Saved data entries
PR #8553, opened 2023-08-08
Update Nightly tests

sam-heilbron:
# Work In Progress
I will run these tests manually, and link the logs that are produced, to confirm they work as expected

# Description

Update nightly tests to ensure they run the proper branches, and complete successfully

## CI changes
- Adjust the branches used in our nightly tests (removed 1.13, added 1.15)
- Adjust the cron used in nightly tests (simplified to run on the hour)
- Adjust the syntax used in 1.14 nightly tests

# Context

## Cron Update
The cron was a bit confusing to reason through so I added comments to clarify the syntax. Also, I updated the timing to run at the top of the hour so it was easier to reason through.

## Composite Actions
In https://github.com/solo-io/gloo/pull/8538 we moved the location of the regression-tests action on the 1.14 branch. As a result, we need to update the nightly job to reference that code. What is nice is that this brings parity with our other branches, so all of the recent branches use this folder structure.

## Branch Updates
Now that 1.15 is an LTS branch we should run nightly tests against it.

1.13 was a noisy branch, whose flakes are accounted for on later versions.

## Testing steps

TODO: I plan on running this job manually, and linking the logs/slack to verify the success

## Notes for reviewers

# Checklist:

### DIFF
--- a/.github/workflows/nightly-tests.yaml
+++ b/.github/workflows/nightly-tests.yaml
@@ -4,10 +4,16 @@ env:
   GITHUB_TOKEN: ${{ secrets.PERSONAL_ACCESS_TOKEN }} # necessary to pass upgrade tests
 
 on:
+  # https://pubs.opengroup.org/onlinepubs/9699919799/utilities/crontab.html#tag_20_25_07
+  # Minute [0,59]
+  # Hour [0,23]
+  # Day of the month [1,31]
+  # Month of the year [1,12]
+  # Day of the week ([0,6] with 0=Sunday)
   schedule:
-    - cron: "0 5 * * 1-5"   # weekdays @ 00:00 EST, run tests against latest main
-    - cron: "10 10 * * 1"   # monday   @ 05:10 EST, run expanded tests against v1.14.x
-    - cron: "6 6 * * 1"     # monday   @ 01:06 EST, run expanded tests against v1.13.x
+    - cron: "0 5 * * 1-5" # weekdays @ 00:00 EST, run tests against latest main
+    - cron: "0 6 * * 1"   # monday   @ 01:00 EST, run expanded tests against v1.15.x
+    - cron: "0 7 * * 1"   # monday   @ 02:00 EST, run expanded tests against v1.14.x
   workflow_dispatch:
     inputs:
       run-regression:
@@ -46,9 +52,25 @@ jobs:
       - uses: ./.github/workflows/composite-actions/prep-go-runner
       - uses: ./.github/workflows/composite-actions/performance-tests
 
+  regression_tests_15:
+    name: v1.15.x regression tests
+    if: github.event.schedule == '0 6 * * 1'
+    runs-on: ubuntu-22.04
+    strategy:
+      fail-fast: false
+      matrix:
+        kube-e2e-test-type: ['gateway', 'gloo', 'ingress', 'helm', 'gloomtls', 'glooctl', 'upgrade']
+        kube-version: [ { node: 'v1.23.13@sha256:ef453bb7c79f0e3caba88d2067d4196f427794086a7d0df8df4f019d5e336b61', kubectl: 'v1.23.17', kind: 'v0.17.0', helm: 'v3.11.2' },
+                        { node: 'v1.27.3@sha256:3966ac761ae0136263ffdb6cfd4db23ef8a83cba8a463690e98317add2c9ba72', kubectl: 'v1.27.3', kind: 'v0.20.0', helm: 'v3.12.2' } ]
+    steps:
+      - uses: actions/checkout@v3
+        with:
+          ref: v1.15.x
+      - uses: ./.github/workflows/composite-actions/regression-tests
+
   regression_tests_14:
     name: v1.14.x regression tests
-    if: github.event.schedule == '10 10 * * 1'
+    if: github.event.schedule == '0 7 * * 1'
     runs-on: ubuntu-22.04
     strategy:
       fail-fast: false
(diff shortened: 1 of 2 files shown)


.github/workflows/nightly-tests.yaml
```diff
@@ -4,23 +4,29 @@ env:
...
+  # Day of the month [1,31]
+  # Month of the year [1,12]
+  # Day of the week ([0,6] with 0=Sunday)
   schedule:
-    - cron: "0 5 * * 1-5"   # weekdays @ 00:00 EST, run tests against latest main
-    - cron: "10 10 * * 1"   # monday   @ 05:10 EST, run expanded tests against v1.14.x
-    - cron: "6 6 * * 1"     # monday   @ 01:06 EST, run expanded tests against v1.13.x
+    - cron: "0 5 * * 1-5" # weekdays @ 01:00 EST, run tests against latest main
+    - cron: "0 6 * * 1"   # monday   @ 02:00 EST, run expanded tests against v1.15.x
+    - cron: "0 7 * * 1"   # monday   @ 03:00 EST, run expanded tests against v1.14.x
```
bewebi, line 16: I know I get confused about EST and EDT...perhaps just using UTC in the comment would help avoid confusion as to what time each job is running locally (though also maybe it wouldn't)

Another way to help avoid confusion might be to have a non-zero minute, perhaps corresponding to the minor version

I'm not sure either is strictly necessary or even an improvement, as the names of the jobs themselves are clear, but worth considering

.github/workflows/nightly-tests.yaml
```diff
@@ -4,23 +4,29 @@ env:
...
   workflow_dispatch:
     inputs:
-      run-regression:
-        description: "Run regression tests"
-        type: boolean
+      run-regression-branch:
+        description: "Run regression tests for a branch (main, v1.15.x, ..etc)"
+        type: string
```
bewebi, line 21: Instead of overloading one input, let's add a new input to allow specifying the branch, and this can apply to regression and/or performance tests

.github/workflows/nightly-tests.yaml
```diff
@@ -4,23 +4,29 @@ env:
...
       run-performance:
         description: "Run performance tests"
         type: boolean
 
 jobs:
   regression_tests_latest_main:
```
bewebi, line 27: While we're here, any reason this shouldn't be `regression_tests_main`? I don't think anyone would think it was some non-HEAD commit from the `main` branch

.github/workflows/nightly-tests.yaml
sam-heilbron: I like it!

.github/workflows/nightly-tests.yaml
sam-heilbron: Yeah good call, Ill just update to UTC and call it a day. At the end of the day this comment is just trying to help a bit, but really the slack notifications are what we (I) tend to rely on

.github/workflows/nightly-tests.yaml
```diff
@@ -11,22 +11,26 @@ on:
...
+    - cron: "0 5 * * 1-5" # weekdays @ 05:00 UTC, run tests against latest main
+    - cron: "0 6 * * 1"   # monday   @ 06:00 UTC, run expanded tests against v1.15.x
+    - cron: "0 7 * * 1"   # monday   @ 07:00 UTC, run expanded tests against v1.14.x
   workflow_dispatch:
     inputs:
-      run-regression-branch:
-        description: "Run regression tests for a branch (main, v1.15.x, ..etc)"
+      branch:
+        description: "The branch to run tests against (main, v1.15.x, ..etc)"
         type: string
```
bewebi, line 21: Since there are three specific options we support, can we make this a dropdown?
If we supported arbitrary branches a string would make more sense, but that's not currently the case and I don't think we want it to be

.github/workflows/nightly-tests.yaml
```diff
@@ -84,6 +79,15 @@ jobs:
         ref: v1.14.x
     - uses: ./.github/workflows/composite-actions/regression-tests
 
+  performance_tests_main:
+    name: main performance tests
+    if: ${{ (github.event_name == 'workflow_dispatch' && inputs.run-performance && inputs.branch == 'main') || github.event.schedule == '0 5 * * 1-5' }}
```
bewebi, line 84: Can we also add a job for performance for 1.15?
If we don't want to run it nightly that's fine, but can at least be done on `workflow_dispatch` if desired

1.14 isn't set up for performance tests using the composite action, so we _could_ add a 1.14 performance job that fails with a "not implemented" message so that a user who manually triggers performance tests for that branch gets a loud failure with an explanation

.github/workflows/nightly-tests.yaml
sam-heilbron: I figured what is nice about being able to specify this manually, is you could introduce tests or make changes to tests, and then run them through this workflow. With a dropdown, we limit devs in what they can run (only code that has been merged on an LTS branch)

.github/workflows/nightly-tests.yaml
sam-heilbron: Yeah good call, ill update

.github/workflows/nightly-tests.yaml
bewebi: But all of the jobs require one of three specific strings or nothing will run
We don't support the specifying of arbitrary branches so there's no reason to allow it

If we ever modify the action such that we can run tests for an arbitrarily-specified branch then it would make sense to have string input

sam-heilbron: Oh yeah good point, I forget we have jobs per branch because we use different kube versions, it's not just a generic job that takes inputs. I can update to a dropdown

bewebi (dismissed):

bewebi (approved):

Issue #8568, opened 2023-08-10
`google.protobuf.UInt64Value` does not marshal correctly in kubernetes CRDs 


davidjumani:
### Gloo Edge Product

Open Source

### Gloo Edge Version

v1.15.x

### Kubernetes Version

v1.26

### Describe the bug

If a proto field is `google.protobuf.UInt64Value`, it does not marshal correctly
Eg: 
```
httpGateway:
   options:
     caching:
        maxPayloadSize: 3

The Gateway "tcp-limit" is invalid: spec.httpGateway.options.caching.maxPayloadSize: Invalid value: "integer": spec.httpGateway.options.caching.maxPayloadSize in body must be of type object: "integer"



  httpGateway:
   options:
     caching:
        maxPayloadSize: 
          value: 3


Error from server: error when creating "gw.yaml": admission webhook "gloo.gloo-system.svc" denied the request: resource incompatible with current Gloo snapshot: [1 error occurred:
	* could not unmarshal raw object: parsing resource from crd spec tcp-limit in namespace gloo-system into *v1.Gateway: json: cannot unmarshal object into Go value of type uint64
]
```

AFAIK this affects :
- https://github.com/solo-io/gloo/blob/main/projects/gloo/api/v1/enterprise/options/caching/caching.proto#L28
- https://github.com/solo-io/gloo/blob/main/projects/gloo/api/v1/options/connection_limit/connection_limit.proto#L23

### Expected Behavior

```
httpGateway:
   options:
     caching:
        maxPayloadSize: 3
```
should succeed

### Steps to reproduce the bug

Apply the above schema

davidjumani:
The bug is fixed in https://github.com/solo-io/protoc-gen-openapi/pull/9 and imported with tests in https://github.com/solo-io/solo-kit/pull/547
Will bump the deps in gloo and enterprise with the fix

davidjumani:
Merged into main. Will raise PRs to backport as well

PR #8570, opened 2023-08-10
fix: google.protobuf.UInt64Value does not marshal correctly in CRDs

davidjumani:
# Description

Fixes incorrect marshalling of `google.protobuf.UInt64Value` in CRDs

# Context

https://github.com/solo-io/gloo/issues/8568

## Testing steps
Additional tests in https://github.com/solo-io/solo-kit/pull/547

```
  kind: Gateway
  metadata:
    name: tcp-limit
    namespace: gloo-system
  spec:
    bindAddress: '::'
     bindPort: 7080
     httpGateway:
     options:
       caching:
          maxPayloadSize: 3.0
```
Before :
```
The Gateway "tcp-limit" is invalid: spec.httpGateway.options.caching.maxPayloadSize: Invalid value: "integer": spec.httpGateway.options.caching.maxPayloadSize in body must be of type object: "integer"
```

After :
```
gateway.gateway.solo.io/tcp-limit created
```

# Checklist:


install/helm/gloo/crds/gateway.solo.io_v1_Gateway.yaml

### What the task requires
Could you copy every line from the records that has "three" in it?

### Reply to the exercise
bewebi, line 21: Since there are three specific options we support, can we make this a dropdown?
bewebi: But all of the jobs require one of three specific strings or nothing will run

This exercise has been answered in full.